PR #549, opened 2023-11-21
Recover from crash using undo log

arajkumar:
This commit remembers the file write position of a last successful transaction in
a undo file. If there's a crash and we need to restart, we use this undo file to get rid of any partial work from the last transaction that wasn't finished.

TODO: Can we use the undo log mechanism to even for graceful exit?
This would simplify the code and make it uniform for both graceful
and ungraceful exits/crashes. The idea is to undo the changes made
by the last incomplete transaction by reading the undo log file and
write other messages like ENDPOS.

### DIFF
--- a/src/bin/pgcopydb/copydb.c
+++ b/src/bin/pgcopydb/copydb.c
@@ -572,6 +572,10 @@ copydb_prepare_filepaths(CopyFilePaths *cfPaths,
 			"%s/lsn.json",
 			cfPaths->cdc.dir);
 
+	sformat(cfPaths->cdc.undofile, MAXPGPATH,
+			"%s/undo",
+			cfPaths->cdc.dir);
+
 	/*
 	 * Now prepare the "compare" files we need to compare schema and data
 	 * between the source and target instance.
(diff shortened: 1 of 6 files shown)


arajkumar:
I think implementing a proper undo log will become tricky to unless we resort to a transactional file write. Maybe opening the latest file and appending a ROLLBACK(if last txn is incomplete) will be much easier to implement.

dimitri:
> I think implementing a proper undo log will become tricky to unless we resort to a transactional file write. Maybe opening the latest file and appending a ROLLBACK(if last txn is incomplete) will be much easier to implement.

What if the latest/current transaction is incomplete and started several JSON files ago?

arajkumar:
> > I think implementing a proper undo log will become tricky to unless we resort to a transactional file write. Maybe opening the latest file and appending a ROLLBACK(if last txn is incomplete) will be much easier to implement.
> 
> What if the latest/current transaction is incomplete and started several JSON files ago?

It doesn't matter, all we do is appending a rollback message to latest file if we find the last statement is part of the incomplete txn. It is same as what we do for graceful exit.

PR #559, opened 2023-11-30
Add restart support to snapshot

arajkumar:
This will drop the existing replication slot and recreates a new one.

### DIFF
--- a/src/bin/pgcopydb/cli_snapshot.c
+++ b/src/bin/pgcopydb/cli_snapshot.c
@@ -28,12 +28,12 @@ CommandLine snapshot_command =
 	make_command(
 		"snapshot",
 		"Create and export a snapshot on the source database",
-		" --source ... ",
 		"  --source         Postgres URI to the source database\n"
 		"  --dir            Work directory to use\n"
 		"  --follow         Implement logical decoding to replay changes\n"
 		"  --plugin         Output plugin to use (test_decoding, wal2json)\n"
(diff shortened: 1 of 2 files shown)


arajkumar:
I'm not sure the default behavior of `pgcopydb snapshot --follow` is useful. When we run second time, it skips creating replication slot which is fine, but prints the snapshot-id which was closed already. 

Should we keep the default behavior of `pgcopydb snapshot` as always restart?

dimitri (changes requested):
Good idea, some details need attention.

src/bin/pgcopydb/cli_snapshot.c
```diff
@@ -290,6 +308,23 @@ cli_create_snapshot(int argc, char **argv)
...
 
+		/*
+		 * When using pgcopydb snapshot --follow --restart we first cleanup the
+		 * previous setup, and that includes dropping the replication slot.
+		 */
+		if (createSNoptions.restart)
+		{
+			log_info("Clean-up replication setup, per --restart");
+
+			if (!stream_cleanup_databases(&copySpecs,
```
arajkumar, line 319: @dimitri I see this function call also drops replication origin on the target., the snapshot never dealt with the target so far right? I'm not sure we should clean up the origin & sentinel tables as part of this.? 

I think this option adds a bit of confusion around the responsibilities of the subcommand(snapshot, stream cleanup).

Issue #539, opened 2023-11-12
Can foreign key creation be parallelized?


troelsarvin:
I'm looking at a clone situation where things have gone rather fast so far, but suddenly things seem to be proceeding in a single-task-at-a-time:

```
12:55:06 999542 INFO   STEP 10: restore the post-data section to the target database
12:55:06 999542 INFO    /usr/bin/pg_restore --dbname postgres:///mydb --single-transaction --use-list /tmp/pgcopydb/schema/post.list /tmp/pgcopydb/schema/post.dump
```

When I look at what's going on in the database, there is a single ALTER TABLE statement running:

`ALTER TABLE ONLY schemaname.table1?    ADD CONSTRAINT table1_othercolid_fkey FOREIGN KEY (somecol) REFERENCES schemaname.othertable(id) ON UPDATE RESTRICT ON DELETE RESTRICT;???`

==

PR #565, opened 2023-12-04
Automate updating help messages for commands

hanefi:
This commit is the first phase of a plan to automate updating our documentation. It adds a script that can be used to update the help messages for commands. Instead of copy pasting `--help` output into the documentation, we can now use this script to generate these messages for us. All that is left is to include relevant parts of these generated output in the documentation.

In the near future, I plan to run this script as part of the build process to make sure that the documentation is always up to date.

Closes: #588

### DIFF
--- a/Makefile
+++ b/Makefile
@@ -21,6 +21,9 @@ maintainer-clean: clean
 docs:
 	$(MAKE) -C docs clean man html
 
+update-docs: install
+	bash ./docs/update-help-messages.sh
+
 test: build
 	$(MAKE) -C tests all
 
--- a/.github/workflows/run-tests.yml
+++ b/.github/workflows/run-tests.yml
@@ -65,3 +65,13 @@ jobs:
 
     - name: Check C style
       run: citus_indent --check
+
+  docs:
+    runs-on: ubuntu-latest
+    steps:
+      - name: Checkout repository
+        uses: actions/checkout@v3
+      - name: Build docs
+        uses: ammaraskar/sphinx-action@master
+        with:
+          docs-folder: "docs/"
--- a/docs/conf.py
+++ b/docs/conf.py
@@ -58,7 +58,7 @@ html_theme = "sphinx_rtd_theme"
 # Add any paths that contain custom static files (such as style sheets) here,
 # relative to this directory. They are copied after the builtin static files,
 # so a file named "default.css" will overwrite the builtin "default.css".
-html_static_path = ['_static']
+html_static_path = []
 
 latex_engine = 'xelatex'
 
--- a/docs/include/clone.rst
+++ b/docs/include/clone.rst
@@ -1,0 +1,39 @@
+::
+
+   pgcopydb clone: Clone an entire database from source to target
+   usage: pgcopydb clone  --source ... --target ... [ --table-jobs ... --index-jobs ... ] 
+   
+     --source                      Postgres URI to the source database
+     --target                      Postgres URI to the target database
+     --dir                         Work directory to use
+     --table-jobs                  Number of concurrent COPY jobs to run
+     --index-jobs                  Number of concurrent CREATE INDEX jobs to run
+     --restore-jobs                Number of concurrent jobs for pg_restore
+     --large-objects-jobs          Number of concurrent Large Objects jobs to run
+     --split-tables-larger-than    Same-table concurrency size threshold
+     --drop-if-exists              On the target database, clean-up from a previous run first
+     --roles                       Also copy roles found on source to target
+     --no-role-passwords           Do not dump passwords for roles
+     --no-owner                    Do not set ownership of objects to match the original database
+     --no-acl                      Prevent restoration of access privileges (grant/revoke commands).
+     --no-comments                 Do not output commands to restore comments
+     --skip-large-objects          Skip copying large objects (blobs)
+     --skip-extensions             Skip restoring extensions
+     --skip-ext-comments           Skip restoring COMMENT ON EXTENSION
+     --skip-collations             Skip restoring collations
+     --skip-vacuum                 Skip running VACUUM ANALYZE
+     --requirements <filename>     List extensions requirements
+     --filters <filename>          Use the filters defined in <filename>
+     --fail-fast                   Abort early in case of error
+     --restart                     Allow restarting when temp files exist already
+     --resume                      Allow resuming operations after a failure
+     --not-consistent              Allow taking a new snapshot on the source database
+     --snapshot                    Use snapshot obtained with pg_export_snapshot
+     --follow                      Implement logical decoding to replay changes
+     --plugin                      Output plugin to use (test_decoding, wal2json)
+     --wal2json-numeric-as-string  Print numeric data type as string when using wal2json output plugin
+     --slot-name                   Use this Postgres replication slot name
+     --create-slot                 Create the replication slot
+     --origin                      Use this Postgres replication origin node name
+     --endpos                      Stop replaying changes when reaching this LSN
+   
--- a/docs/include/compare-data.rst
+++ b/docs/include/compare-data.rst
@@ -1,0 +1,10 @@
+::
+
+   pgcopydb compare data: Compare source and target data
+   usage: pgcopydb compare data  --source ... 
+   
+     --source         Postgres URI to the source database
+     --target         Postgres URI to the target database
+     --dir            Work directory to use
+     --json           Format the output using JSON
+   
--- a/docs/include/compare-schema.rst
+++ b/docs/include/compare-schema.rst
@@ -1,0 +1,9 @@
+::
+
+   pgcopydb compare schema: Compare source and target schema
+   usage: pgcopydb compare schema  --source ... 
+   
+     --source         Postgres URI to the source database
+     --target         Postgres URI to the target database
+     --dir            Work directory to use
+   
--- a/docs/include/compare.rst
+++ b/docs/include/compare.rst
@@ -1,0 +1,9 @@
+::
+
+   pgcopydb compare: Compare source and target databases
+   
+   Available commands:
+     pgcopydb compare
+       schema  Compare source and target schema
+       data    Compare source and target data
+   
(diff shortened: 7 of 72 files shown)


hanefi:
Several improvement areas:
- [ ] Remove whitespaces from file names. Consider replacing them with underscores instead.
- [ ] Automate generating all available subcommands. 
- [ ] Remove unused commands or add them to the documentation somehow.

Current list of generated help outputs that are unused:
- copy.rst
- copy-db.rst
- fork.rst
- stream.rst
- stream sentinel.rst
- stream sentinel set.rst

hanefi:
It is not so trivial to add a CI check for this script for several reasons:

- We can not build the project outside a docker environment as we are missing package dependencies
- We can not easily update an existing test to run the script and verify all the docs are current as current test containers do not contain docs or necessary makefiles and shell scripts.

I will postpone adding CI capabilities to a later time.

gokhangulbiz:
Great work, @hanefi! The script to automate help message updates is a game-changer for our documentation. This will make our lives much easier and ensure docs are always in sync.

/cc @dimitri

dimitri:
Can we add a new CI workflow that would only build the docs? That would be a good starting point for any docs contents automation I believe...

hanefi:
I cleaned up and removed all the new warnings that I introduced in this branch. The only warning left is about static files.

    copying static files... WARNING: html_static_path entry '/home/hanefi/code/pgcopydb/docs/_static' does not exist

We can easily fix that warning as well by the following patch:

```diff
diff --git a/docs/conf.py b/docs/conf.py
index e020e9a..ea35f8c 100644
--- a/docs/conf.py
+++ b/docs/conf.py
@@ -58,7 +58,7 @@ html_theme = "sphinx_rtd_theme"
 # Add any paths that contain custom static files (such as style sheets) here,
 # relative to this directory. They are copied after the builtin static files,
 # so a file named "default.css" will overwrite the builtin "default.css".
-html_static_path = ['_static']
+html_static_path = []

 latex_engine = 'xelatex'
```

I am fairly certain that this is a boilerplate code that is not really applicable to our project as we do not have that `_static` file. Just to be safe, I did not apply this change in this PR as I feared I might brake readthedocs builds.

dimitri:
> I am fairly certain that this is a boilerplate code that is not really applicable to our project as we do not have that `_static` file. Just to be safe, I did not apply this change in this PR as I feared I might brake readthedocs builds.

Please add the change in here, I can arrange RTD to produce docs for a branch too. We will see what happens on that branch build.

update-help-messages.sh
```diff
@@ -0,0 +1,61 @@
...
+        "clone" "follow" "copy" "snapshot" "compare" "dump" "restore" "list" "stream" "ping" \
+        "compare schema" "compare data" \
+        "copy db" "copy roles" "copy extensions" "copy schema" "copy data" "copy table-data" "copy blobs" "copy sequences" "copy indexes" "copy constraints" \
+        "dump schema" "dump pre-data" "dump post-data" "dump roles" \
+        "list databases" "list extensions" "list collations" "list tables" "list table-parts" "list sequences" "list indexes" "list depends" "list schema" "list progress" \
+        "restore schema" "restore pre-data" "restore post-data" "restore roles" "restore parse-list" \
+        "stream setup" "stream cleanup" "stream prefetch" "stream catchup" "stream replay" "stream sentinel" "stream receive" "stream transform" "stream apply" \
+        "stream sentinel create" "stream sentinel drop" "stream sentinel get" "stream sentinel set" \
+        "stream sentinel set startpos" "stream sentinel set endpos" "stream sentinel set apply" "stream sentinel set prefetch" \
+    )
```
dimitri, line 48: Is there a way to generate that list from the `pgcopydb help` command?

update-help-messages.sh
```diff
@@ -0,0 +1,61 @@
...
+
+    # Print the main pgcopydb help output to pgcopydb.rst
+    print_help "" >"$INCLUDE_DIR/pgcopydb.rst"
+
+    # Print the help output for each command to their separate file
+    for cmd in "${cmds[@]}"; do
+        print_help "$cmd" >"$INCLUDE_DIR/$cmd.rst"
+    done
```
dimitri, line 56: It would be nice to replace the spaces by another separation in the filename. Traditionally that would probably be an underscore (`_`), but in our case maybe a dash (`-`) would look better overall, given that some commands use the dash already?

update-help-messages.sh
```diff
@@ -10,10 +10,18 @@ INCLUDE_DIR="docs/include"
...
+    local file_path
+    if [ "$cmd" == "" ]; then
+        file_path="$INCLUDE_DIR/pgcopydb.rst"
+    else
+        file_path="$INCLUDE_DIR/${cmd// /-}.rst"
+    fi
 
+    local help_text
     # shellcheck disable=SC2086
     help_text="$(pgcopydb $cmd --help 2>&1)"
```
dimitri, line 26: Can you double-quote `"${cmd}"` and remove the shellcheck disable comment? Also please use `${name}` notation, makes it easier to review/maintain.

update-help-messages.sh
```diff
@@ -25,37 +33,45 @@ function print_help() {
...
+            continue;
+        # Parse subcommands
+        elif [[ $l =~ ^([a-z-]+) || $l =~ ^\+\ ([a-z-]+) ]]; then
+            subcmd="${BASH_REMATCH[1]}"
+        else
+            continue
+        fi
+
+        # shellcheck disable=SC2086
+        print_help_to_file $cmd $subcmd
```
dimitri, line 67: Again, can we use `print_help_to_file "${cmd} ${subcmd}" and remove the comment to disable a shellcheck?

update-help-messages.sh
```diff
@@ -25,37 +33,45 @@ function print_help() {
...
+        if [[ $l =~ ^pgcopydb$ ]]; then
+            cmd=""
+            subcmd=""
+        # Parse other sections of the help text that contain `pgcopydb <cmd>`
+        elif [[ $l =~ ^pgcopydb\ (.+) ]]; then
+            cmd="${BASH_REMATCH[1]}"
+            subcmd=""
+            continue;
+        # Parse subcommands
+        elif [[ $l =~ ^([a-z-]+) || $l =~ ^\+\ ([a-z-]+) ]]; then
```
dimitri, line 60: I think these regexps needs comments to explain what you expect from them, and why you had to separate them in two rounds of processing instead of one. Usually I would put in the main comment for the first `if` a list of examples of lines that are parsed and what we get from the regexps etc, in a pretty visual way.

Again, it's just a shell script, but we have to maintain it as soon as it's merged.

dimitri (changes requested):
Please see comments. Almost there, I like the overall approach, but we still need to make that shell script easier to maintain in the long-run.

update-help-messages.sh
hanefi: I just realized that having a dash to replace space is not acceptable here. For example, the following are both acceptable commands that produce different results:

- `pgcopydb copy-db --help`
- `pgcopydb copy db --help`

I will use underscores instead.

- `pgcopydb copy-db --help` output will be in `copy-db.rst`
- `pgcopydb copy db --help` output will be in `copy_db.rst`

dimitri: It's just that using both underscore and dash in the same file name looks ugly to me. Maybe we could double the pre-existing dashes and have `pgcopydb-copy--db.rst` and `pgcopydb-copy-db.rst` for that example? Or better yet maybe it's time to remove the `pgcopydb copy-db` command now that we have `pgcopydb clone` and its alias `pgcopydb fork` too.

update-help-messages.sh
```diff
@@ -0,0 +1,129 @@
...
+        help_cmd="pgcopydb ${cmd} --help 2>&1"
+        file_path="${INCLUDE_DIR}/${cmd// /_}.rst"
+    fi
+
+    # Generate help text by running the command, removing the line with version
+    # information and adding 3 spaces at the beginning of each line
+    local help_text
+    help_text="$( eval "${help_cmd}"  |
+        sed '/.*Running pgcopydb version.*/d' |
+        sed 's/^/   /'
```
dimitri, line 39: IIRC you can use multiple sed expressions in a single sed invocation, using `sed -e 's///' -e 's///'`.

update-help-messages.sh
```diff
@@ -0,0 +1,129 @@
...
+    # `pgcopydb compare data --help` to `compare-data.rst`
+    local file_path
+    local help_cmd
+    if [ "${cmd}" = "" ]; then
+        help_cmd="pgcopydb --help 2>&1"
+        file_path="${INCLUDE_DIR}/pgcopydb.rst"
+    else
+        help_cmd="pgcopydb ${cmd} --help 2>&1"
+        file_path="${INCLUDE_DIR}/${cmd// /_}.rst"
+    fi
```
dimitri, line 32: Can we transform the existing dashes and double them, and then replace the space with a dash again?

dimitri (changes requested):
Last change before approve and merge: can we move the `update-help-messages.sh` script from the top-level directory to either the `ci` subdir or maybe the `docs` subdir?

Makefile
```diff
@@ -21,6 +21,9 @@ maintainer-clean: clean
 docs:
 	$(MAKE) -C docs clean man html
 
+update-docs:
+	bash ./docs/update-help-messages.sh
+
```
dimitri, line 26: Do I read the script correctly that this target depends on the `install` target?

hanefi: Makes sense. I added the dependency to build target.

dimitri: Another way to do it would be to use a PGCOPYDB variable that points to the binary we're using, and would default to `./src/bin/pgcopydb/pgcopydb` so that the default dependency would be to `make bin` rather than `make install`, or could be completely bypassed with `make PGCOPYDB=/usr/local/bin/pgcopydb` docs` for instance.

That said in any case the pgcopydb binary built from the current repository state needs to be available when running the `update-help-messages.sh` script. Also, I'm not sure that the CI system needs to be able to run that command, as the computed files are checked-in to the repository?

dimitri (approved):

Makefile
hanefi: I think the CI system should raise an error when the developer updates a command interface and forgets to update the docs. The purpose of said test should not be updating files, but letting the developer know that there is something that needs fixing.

» **Work instruction**
Show each line of the data that contains the string "uses".

» **Completed task**
+        uses: actions/checkout@v3
+        uses: ammaraskar/sphinx-action@master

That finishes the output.